[Start of Attachment]

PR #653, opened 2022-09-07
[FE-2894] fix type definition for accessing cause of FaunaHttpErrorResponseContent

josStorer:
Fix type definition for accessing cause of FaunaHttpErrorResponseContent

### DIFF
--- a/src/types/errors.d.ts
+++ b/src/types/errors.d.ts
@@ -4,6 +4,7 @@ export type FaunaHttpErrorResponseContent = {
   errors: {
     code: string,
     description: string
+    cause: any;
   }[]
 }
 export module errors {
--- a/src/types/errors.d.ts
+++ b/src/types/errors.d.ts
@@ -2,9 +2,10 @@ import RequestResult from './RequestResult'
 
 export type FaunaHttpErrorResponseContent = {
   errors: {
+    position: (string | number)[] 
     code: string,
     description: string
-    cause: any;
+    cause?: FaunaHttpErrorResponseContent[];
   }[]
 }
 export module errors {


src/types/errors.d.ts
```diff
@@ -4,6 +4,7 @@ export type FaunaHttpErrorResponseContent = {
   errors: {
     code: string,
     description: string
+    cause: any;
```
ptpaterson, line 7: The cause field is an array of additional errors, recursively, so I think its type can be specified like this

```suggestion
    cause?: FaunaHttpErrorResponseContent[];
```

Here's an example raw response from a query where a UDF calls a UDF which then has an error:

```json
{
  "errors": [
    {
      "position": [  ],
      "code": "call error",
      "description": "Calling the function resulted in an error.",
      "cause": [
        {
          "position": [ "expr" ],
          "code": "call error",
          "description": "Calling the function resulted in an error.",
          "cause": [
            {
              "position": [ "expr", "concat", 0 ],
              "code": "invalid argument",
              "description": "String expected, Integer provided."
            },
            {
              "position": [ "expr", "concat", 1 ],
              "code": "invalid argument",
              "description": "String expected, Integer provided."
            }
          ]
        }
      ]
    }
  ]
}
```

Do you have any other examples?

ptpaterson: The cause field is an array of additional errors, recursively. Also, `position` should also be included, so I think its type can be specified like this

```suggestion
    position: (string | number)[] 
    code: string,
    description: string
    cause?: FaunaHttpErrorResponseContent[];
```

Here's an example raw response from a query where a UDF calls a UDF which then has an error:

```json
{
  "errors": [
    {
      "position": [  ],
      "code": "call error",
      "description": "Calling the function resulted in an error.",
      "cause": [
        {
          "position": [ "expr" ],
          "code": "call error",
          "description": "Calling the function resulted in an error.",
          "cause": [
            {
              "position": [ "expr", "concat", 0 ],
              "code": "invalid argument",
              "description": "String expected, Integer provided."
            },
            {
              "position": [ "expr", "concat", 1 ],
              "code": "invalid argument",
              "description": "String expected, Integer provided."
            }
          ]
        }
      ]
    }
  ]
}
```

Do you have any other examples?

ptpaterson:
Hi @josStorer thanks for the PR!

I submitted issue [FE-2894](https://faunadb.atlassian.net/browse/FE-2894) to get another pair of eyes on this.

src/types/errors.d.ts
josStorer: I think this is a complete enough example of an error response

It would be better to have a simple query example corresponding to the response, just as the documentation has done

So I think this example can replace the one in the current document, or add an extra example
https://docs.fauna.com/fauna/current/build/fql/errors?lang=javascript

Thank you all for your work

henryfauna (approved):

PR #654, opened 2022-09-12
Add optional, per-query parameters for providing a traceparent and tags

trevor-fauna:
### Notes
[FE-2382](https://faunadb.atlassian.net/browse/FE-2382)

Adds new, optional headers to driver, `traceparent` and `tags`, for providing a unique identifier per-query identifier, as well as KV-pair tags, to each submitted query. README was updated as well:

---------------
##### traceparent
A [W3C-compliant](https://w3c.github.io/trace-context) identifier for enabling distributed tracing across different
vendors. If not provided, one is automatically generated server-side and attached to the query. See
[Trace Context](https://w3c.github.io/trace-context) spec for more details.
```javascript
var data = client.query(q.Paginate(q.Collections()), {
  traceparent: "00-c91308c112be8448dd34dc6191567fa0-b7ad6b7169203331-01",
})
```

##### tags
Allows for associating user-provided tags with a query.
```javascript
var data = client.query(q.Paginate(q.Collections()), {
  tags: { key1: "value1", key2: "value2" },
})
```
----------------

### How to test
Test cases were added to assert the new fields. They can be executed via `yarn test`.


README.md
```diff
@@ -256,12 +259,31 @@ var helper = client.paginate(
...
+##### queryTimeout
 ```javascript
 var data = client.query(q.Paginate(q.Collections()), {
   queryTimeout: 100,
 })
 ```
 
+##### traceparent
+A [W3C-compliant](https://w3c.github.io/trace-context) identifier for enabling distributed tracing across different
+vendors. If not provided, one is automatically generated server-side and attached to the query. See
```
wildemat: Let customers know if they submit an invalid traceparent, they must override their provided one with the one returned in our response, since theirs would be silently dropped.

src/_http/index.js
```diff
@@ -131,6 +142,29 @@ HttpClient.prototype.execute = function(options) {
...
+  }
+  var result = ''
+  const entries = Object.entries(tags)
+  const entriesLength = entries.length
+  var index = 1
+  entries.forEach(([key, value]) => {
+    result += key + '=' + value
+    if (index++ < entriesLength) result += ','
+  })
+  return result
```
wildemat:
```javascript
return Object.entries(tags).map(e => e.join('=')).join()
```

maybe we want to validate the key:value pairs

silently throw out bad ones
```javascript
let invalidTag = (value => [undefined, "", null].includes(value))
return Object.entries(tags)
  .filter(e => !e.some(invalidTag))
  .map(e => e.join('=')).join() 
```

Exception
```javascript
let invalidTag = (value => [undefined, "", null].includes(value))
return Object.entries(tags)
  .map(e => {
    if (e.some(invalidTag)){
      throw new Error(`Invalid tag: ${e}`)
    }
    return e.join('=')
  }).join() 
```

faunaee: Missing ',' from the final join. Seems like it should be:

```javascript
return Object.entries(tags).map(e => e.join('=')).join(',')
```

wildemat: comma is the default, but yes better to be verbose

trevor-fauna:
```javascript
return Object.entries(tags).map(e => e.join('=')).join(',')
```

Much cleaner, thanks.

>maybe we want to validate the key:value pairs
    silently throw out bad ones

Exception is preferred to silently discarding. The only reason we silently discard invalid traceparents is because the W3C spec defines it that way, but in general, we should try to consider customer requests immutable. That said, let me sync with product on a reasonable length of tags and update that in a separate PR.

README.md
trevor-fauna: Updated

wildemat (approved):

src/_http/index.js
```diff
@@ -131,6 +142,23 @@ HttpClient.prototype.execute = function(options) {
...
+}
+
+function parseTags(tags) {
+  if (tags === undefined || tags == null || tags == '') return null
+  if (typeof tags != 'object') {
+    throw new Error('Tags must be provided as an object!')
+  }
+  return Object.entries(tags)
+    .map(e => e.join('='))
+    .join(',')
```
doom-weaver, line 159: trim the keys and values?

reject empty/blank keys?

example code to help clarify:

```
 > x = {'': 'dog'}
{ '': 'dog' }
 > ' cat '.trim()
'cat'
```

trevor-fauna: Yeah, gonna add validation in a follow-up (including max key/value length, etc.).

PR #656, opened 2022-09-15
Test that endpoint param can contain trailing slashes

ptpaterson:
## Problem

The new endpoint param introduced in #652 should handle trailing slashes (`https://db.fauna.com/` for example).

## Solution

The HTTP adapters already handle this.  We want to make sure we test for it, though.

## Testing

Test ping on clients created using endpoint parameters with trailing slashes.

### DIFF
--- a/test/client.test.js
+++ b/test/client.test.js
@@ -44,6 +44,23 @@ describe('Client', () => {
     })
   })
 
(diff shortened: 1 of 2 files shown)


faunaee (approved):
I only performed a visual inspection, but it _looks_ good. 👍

[End of Attachment]

From the records above, transcribe without alteration every line from the one with "josStorer: I think" to the one with "So I think this", inclusive.

josStorer: I think this is a complete enough example of an error response

It would be better to have a simple query example corresponding to the response, just as the documentation has done

So I think this example can replace the one in the current document, or add an extra example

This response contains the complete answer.